#### Extracted records

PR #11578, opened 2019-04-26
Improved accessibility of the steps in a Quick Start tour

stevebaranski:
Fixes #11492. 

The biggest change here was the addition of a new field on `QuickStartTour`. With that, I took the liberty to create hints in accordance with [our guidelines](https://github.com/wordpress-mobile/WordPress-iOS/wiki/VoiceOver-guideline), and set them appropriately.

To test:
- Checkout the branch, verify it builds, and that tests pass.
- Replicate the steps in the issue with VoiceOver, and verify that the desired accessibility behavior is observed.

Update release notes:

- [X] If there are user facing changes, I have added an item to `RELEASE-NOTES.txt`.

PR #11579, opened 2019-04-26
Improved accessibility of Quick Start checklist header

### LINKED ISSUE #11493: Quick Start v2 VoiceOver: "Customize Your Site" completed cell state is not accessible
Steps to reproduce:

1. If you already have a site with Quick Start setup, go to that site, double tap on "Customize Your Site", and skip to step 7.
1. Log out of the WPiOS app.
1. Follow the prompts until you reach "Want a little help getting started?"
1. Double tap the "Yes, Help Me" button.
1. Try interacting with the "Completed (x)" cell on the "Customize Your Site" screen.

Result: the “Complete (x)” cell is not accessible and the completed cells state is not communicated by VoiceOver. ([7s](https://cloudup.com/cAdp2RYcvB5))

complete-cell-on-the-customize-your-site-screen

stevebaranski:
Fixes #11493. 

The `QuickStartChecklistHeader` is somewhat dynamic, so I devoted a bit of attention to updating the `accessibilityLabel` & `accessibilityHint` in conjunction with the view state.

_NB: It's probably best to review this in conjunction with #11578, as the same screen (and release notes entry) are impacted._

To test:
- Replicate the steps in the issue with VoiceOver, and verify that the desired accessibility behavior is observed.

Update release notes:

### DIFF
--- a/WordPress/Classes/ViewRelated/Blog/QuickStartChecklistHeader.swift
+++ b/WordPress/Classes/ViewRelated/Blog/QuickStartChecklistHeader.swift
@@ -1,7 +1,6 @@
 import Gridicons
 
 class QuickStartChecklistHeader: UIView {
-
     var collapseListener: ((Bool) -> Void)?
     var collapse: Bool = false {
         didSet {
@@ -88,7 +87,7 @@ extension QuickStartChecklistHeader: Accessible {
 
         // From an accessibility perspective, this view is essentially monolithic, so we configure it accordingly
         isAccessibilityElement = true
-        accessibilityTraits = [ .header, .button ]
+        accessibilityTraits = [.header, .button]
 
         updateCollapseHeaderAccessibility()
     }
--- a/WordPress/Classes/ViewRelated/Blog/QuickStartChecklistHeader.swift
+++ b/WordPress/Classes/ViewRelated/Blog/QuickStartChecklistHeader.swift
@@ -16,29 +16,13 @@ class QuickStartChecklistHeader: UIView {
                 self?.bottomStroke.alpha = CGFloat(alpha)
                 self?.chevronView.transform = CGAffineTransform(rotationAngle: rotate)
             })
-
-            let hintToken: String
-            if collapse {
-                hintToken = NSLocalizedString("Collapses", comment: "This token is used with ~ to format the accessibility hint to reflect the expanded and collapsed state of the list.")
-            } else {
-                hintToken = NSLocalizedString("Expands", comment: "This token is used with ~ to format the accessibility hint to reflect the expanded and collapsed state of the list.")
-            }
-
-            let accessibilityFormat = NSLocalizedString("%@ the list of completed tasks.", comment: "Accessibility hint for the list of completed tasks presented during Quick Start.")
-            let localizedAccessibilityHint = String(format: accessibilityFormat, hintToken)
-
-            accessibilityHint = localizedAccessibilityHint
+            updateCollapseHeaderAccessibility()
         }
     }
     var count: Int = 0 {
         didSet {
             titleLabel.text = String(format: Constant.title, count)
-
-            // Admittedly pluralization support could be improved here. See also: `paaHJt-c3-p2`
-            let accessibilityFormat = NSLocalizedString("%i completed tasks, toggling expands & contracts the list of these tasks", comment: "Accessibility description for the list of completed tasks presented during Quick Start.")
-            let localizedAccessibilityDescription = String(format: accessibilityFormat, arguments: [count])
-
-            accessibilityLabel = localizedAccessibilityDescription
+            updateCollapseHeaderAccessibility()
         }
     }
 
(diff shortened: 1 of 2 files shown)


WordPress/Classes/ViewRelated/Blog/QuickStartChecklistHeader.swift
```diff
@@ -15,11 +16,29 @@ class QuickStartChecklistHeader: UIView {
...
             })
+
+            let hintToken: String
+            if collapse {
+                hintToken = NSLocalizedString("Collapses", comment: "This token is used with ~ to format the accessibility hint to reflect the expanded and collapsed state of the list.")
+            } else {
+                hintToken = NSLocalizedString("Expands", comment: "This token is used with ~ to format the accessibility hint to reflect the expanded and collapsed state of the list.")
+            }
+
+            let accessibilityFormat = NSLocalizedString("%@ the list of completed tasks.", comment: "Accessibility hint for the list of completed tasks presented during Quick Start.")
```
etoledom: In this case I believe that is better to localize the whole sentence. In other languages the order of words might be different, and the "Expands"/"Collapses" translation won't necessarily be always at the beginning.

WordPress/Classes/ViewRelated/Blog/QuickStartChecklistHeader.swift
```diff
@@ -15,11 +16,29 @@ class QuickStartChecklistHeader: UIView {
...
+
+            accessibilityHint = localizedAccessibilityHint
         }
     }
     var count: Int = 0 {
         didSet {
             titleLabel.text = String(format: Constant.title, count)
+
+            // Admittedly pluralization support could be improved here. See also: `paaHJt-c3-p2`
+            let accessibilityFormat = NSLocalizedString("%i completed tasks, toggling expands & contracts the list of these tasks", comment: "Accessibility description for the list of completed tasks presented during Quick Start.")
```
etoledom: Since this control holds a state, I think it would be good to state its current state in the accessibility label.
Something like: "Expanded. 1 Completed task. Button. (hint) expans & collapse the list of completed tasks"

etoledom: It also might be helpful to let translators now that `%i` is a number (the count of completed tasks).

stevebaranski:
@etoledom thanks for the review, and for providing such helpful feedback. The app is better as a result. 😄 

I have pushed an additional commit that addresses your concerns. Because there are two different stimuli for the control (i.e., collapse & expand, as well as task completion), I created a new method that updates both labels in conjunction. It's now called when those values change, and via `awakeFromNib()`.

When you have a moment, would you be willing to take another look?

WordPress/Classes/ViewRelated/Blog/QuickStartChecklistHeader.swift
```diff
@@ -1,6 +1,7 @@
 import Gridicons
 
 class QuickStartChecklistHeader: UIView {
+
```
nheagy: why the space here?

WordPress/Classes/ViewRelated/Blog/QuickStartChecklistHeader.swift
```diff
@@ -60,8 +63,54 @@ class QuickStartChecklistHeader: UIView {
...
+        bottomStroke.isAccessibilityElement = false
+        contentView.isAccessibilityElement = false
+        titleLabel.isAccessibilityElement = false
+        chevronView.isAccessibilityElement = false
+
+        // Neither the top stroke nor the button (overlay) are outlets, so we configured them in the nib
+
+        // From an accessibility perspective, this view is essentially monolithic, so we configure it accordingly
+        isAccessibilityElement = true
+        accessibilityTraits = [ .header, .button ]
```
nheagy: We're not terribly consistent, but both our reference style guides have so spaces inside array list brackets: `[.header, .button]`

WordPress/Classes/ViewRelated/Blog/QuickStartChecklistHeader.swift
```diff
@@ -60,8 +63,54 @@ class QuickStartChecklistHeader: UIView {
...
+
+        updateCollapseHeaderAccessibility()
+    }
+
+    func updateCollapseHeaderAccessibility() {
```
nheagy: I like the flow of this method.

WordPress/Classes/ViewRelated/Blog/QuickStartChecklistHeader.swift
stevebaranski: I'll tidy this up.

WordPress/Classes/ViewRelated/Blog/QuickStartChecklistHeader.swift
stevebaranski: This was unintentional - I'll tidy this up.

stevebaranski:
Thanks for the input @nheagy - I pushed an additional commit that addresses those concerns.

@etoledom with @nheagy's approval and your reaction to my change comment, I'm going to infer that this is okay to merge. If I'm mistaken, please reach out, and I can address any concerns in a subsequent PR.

########

## [Directions for this task]
Print the records above verbatim from their first line to the line containing "by VoiceOver. ([7s](https://cloudup.com/cAdp2RYcvB5))", both included, and stop there.

## [Task solution]
PR #11578, opened 2019-04-26
Improved accessibility of the steps in a Quick Start tour

stevebaranski:
Fixes #11492. 

The biggest change here was the addition of a new field on `QuickStartTour`. With that, I took the liberty to create hints in accordance with [our guidelines](https://github.com/wordpress-mobile/WordPress-iOS/wiki/VoiceOver-guideline), and set them appropriately.

To test:
- Checkout the branch, verify it builds, and that tests pass.
- Replicate the steps in the issue with VoiceOver, and verify that the desired accessibility behavior is observed.

Update release notes:

- [X] If there are user facing changes, I have added an item to `RELEASE-NOTES.txt`.

PR #11579, opened 2019-04-26
Improved accessibility of Quick Start checklist header

### LINKED ISSUE #11493: Quick Start v2 VoiceOver: "Customize Your Site" completed cell state is not accessible
Steps to reproduce:

1. If you already have a site with Quick Start setup, go to that site, double tap on "Customize Your Site", and skip to step 7.
1. Log out of the WPiOS app.
1. Follow the prompts until you reach "Want a little help getting started?"
1. Double tap the "Yes, Help Me" button.
1. Try interacting with the "Completed (x)" cell on the "Customize Your Site" screen.

Result: the “Complete (x)” cell is not accessible and the completed cells state is not communicated by VoiceOver. ([7s](https://cloudup.com/cAdp2RYcvB5))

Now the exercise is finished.